Home

Intro to R

Jump to ...
- Home
- Part 0
- Part 1
- Part 2
- Part 3
- Part 4
- Part 5
- Part 6
- Part 7
- Part 8
- Answers to tasks

1 Recap

In part 3, we learned:

How to organise our project folders and data files.
How to set the working directory (with setwd())
How to read in data from a csv spreadsheet file (with read.csv()) to create a ‘data frame’.
Data frames are two dimensional lists with rows and columns.
How to get a glimpse of the data in the console by calling head(d).
How to index a data frame to select specific rows (e.g. d[1:3, ]).
How to index a specific column using the $ operator.
How to create new variables in a data frame.
How to combine data from different sources using ID names, the match function or the merge function.

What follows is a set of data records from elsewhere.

PR #1386, opened 2021-02-27
Make default `hookPath` deterministic

wojpawlik:
Should prevent 403s in cluster or when woken up on Heroku:

obraz

cc @ioscars

https://github.com/telegraf/telegraf/blob/develop/README.md#webhooks needs rewriting after this.

# Checklist:


KnorpelSenf (approved):
Being deterministic here makes sense. I can give a more thorough review in a few days, if you don't want to merge yet. I'll mainly investigate whether
- there's a more convenient way to use it
- this change has security implications or not

electromama (approved):

KnorpelSenf (approved):
LGTM

PR #1401, opened 2021-03-10
Allow narrowing via `Message::hasOwnProperty`

wojpawlik:
# Description

> `ctx.message?.hasOwnProperty("text")` vs `ctx.message !== undefined && "text" in ctx.message`

# How Has This Been Tested?

Manually.

# Checklist:

### DIFF
--- a/src/telegram-types.ts
+++ b/src/telegram-types.ts
@@ -172,3 +172,14 @@ export type MessageSubType =
       UnionKeys<Message>,
       keyof Message.CaptionableMessage | 'entities' | 'media_group_id'
     >
+
+declare module 'typegram/message' {
+  // eslint-disable-next-line @typescript-eslint/no-namespace
+  namespace Message {
+    interface ServiceMessage {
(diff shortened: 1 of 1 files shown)


KnorpelSenf:
This is really hacky and I still don't see why anyone would want to do this, let alone recommend that approach. On the other hand, it should not hurt anyone either. Does it have any downsides to mess with the types of deps?

wojpawlik:
Well, it's not emitted to `.d.ts`, so it has no effect on Telegraf consumers. Would you be open to a PR to upstream it to Typegram?

It's only meant to improve on `in`, which cannot narrow deunionized or possibly `undefined` values.

KnorpelSenf:
If I understand it correctly, it only replaces `'text' in msg` by `msg.hasOwnProperty('text')`. Where is the benefit of this?

wojpawlik:
Future-proofing, and optional chaining:

> `ctx.message?.hasOwnProperty("text")` vs `ctx.message !== undefined && "text" in ctx.message`

PR #1436, opened 2021-04-17
Rewrite `session`

### LINKED ISSUE #1350: Stage should fail if there is no session exists instead of passing through
When there is no session attached to the bot (for example, you forgot to add `bot.use(session())`), stage middleware passes through 

https://github.com/telegraf/telegraf/blob/278046726faaf006f544b4c8e07fcd118d47dee6/src/scenes/stage.ts#L51

Maybe it should throw an error like `Session is required to use Stage`

Like, is there a use case when this is intended?

Preferably, it should throw when starting the bot, not when an update comes. But I don't think that is possible

### LINKED ISSUE #1372: `session` is prone to race conditions
* Telegraf.js Version: 4.0.3

```js
'use strict'

const { Telegraf, session } = require('telegraf')
const createDebug = require('debug')

const debug = createDebug('test')

bot.use(session())
bot.on('message', async ctx => {
  if (ctx.session === undefined) {
    const { update_id } = ctx.update
    ctx.session = { update_id }
    debug('Defaulting session to', ctx.session)
  } else {
    debug('Session already set to', ctx.session)
  }
})

createDebug.enable('telegraf:client test')
bot.launch()
```

Send a few messages, then start the bot. After it processes the messages, send one more.

## Expected Behavior

Each `session` change is atomic:

```
  telegraf:client HTTP call deleteWebhook { drop_pending_updates: undefined } +220ms
  telegraf:client HTTP call getUpdates { timeout: 50, offset: 0, allowed_updates: [] } +164ms
  test Defaulting session to { update_id: 224422703 } +0ms
  test Session already set to { update_id: 224422703 } +1ms
  test Session already set to { update_id: 224422703 } +1ms
  telegraf:client HTTP call getUpdates { timeout: 50, offset: 224422706, allowed_updates: [] } +368ms
  test Session already set to { update_id: 224422703 } +3s
  telegraf:client HTTP call getUpdates { timeout: 50, offset: 224422707, allowed_updates: [] } +3s
```

## Current Behavior

`ctx.session` is read before processing each update, and written only after processing has finished. Concurrent tasks might not notice each-others' modifications, last task to finish overwrites data:

```
  telegraf:client HTTP call deleteWebhook { drop_pending_updates: undefined } +220ms
  telegraf:client HTTP call getUpdates { timeout: 50, offset: 0, allowed_updates: [] } +164ms
  test Defaulting session to { update_id: 224422703 } +0ms
  test Defaulting session to { update_id: 224422704 } +1ms
  test Defaulting session to { update_id: 224422705 } +1ms
  telegraf:client HTTP call getUpdates { timeout: 50, offset: 224422706, allowed_updates: [] } +368ms
  test Session already set to { update_id: 224422705 } +3s
  telegraf:client HTTP call getUpdates { timeout: 50, offset: 224422707, allowed_updates: [] } +3s
```

I believe every https://www.npmjs.com/search?q=telegraf-session- and https://github.com/nitreojs/puregram/tree/master/packages/session are affected as well.
cc @EdJoPaTo @KnightNiwrem @KnorpelSenf @mdsina @nitreojs @TemaSM

## Solution?

Drop async `SessionStore` support (related: #1342), use `Object.defineProperty` so that each `ctx.session` access performs `.get`, `.set`, or `.delete`.

In the meantime, I'll advise `session` users to always use https://github.com/KnightNiwrem/telegraf-throttler, with default settings.

wojpawlik:
# Description

Fixes #1372, fixes #1350.

# Checklist:


src/session.ts
```diff
@@ -1,15 +1,14 @@
...
-import { MaybePromise } from './composer'
 import { MiddlewareFn } from './middleware'
 
 export interface SessionStore<T> {
-  get: (name: string) => MaybePromise<T | undefined>
-  set: (name: string, value: T) => MaybePromise<void>
-  delete: (name: string) => MaybePromise<void>
+  readonly get: (name: string) => T | undefined
+  readonly set: (name: string, value: T) => void
+  readonly delete: (name: string) => void
```
KnorpelSenf, line 7: What kind of session do you expect not to have async operations? Doesn't that completely defeat the point of persistence?

src/session.ts
```diff
@@ -30,66 +29,37 @@ export interface SessionContext<S extends object> extends Context {
...
     if (key == null) {
       return await next()
     }
-    ctx.session = await store.get(key)
+    Object.defineProperty(ctx, 'session', {
+      get() {
+        return store.get(key)
+      },
+      set(value) {
+        if (value === undefined) {
```
KnorpelSenf: Maybe check for nullish?

src/session.ts
wojpawlik: Mutable object is a bad database interface. So, storage must store all data in memory, but it can still persist it.

src/session.ts
KnorpelSenf: I.e., handle the case where users assign `null`. We may want to handle this the same way as for `undefined`.

src/session.ts
KnorpelSenf: But how to persist something synchronously? I assume you aren't suggesting to just dump some floating promises?

src/session.ts
KnorpelSenf:
```suggestion
        if (value == null) {
```

src/session.ts
wojpawlik: That, or sync IO, or `setInterval`...

src/session.ts
wojpawlik: I understand, but I don't see any benefit of (effectively) replacing `null` with `undefined`.

KnorpelSenf: The point is that telegraf does this in all places, it checks for nullish instead of strictly undefined. So why suddenly do it differently here?

src/session.ts
KnorpelSenf: Do you believe that this is a good API?

wojpawlik: No. Good API needs transactions. That's the best I can do without them.

src/session.ts
wojpawlik: We don't iterate over keys, so from JS PoV, the `.delete(key)` is just memory-efficient `.set(key, undefined)`, not `.set(key, null)`.

src/session.ts
KnorpelSenf: I vote for either introducing that transaction support, or dropping session altogether, rather than adding a module which we agree is bad.

wojpawlik: API would be completely different. If I do it, it'll be a separate package, independent from Telegraf.

src/session.ts
wojpawlik: If someone ignores the types and sets `ctx.session` to `null`, why should `ctx.session` be `undefined` and not `null`?

src/session.ts
KnorpelSenf: I.e. drop sessions?

src/session.ts
KnorpelSenf: Just because that's always what people were supposed to do. If was even in the example code for sessions earlier: if you want to delete the session, set it to `null`. But given this is a rewrite, you may as well introduce a breaking change here, too …

wojpawlik: Could you link the previous example?

src/session.ts
wojpawlik: That's more drastic than restricting it to be safe, but I could still do that.

KnorpelSenf: That is true, but it would also be the more consequent step. I leave it up to you

src/session.ts
KnorpelSenf: https://github.com/telegraf/telegraf/tree/b1c0e3c238a33ce6a367e8efd5ce2349c5eeba5f#destroying-a-session

KnorpelSenf: But I think I was thinking about this: https://github.com/telegraf/telegraf-session-firebase#destroying-a-session

src/session.ts
wojpawlik: Nothing stops users from using async 3rd party session.

KnorpelSenf: Correct, then feel free to go ahead with removing it from core

MKRhere: We won't remove it from core - I need more time to think about this. After working on the other stuff pending.

Loskir: > Nothing stops users from using async 3rd party session.

But since it's an interface and plugins will probably use it, won't these 3rd party sessions be incompatible with plugins?

PR #1463, opened 2021-06-01
Add a white background to make the header visible in dark mode UIs

alexslade:
## Problem
Users who use dark-mode (like myself) can't see the existing header image, it's dark text on a dark background. 

Screenshot 2021-06-01 at 16 32 30

## This PR
Changes the header background to #ffffff, matching the github light theme background. It is visually unchanged in light mode, and visible in dark mode. 

I haven't made any changes to the spacing, which you might want to adjust if to be tidier across backgrounds. 

Screenshot 2021-06-01 at 16 39 35


wojpawlik:
🔥👀

I'd rather remake the logo as SVG.

alexslade:
Yea, that would be good. This was a quick drive-by fix you can use in the meantime if you want. Happy for you to close this too.

wojpawlik:
What do you think?

telegraf

PR #1464, opened 2021-06-02
Delete useless check

sjinks:
# Description

This PR removes a useless check in the `attachFormValue()` function.

```typescript
async function attachFormValue(
// ...
) {
  if (value == null) {
    return
  }

// ...

  if (
    value &&
    typeof value === 'object' &&
    hasProp(value, 'media') &&
    hasProp(value, 'type') &&
    typeof value.media !== 'undefined' &&
    typeof value.type !== 'undefined'
  ) {
```

The `if (value)` check was meant to ensure that value is not `null` (because `typeof null === 'object'`) but that condition is already checked.

## Type of change

# How Has This Been Tested?

Tested with LGTM static code analysis (it reported this issue).

**Test Configuration**:
* Node.js Version: 14.17.0
* Operating System: Ubuntu 21.04

# Checklist:

- [ ] I have made corresponding changes to the documentation - N/A
- [ ] I have added tests that prove my fix is effective or that my feature works - N/A

### DIFF
--- a/src/core/network/client.ts
+++ b/src/core/network/client.ts
@@ -188,7 +188,6 @@ async function attachFormValue(
     })
   }
   if (
-    value &&
     typeof value === 'object' &&
     hasProp(value, 'media') &&
     hasProp(value, 'type') &&


sjinks:
Looks like TypeScript 4.2 is unable to handle this :-( TS 4.3 does, but it finds many other issues.

Issue #1388, opened 2021-03-05
Missing type definitions on ctx.message


markkarrica:
The `message` property of `ctx` has a lot of missing type definitions which don't follow the [official ones](https://core.telegram.org/bots/api#message). 
![Missing properties](https://user-images.githubusercontent.com/60916242/110121707-03bee600-7dbf-11eb-985e-6880f9033254.png)
![Missing text property](https://user-images.githubusercontent.com/60916242/110121872-38cb3880-7dbf-11eb-83aa-351cae4e0746.png)

The line of code causing the error was this one:
`bot.on("message", (ctx) => ctx.reply(ctx.message.text));`
The bot should reply with the text you send to him.

wojpawlik:
I'm glad you asked! I explained it a few times already, but I think about this a lot, so I have a better understanding each time.

TypeScript is trying to tell you that not every message is a text message.

There are several ways you can proceed in Telegraf 4:

1. Use `bot.on('text', (ctx) => ...)`. It's that simple.
2. Narrow manually: `if (!('text' in ctx.message)) return next()` (messy when `ctx.message` might be `undefined`).
3. Manually use a [type guard](https://www.typescriptlang.org/docs/handbook/advanced-types.html#using-type-predicates) (not included): `if (!has.text(ctx.message)) return next()`.
4. Pass a type guard to [`Composer.guard`](https://telegraf.js.org/classes/composer.html#guard-1).
5. `deunionize(ctx.message).text`.

What could Telegraf 5 do?

6. Simply make each `Message` property always optional. Telegraf 3 did this, and it needs a ton of (unsafe) non-null assertions:
	```ts
	bot.on('text', ctx => ctx.reply(ctx.message!.text!))

	// typechecks, fails at runtime
	bot.on('photo', ctx => ctx.reply(ctx.message!.text!))
	```
7. Add `_type` discriminator property. One needs to know to check it. Needs extra code that breaks with API updates.
8. `deunionize` by default. After narrowing manually, suggestions are bloated with multiple `?: undefined` properties.

equt:
You could also use ascription if you're totally sure about the message type, and this brings you zero cost at the runtime.

```typescript
import { Message } from 'typegram'

// ...

bot.on('text', (ctx) => ctx.reply((ctx.message as Message.TextMessage).text))

// ...

```
---

I believe this is where TypeScript takes over JavaScript. An explicit type guard is necessary to force you to consider those corner cases.

[...]

PR #1523, opened 2021-09-11
Export typings from composer

0wx:
# Description

I often create separated file for handling command, text, etc.
`index.ts`:
```ts
import { start } from './handling/start.ts'
bot.start(start)
```

`start.ts`:
```ts
import { StartContext } from "../typings/bot"

export const start = async (ctx: StartContext): Promise<void> => {
  ctx.reply(`Start message`)
}

```

But things getting really messy on my typings
`bot.d.ts`:
```ts
import { Context, NarrowedContext } from 'telegraf'
import { Update, Message } from 'typegram'
import * as tt from 'telegraf/src/telegram-types'

export type StartContext = Context<{
  message: Update.New & Update.NonChannel & Message.TextMessage
  update_id: number
}> &
  Omit<Context<Update>, keyof Context<Update>> & {
    startPayload: string
  }

export type MatchedContext<
  C extends Context,
  T extends tt.UpdateType | tt.MessageSubType
> = NarrowedContext<C, tt.MountMap[T]>


export type TextContext = MatchedContext<Context<Update>, 'text'>

```

It will be a lot better if typings in the `composer.ts` is exported. Thanks.

### DIFF
--- a/src/composer.ts
+++ b/src/composer.ts
@@ -5,16 +5,16 @@ import * as tt from './telegram-types'
 import { Middleware, MiddlewareFn, MiddlewareObj } from './middleware'
 import Context from './context'
 
-type MaybeArray<T> = T | T[]
+export type MaybeArray<T> = T | T[]
 export type MaybePromise<T> = T | Promise<T>
-type NonemptyReadonlyArray<T> = readonly [T, ...T[]]
-type Triggers<C> = MaybeArray<
+export type NonemptyReadonlyArray<T> = readonly [T, ...T[]]
+export type Triggers<C> = MaybeArray<
   string | RegExp | ((value: string, ctx: C) => RegExpExecArray | null)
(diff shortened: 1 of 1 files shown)


src/composer.ts
```diff
@@ -25,7 +25,7 @@ type MatchedMiddleware<
     Produces: a context that has some properties required, and some undefined.
     The required ones are those that are always present when the given update (or message) arrives.
     The undefined ones are those that are always absent when the given update (or message) arrives. */
-type MatchedContext<
+export type MatchedContext<
```
wojpawlik:
```suggestion
/** @deprecated */
type MatchedContext<
```

See https://github.com/telegraf/telegraf/issues/1388#issuecomment-808784654

wojpawlik (approved):

PR #1554, opened 2021-11-27
send  video with thumbnail please

mbahmunz:
please add feature to send video with thumbnail. thanks


KnorpelSenf:
This is already possible.

Also, consider opening an issue instead of a PR between two arbitrary branches next time you have a question :)

PR #1555, opened 2021-12-07
Bot API 5.4 and 5.5

MKRhere:
# Description

https://core.telegram.org/bots/api#november-5-2021
https://core.telegram.org/bots/api#december-7-2021

## Type of change

Update to Bot API 5.4 and 5.5.

# Checklist:


KnorpelSenf (commented):
All introduced changes look correct, but IIRC this isn't comprehensive. E.g. what about context shortcuts and message subtypes?

MKRhere:
@KnorpelSenf By context shortcuts do you not mean https://github.com/telegraf/telegraf/blob/8a5a335ad3bd14709af0c6974b0a85790a510fd8/src/context.ts#L860-L911

Could you explain message subtypes?

KnorpelSenf:
I mean the getters, not the methods. Message subtypes as in, not update types. Those two categories of strings need to be maintained when updates and messages are changed in the Bot API

src/telegram-types.ts
```diff
@@ -99,6 +99,7 @@ export type ExtraVenue = MakeExtra<
 export type ExtraVideo = MakeExtra<'sendVideo', 'video'>
 export type ExtraVideoNote = MakeExtra<'sendVideoNote', 'video_note'>
 export type ExtraVoice = MakeExtra<'sendVoice', 'voice'>
+export type ExtraBanChatSenderChat = MakeExtra<'banChatSenderChat'>
```
KnorpelSenf: I'm not sure why there's no `ExtraBanChatMember`. I also don't know if `sender_chat_id` should be passed here.

MKRhere: ### Bot API 5.3

* Renamed the method `kickChatMember` to `banChatMember`. The old method name can still be used.

That's why. It's `ExtraKickChatMember`.

KnorpelSenf:
There's a lot of implicit and non-obvious behaviour in Telegraf and you basically have to know a lot of things by heart with this library in order to judge whether or not this PR is complete. I knew those things before I moved on, but I am not confident that this is indeed a complete update. It looks like it will work at runtime, I'm mainly not sure about the types.

@wojpawlik may want to spend more time on this.

Either way, I'd just simply risk to introduce bugs and incomplete code. In case someone uses the new functionality before the lib migrates back to JS for v5 (people in the chat have been boldly announcing this recently IIRC), then they will notice the problems and report them, so they can be fixed in patch releases.

src/telegram-types.ts
MKRhere: I've deprecated `kickChatMember` and introduced `banChatMember`. Although this change is from Bot API 5.3, and I'd originally assumed it to be previously complete.

src/telegram-types.ts
```diff
@@ -81,6 +81,10 @@ export type ExtraKickChatMember = MakeExtra<
   'kickChatMember',
   'user_id' | 'until_date'
 >
+export type ExtraBanChatMember = MakeExtra<
+  'banChatMember',
+  'user_id' | 'until_date'
+>
```
wojpawlik:
```suggestion
export type ExtraBanChatMember = ExtraKickChatMember
```

wojpawlik (approved):

src/telegram-types.ts
MKRhere: I've gone the other way and replaced `kickChatMember`-related items with refs to `banChatMember`.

There’s a “cheatsheet” of all the commands we use in this course here.

2 Basic stats

In the last section, we used a database of roof shape and rainfall data. We’ll use that again here. Make a new R script in your analysis folder and copy this code in:

# Remember to set your working directory!
# setwd( ... )

# Load data
d <- read.csv("../data/RoofShapeData.csv", stringsAsFactors = F)
rainfallData <- read.csv("../data/RainfallData_onlyComplete.csv", stringsAsFactors = F)

# Add the rainfall data into the main data source
d$rainfall <- rainfallData[match(d$society_id, rainfallData$society_id) , ]$code

At the moment, the variable for roof shape is called code_label, which isn’t a very helpful label, and referring to it will make our code less clear. Let’s make a new variable called roofShape that is just a copy of code_label. Add this to your script:

d$roofShape <- d$code_label

Run your script so far to check that they work.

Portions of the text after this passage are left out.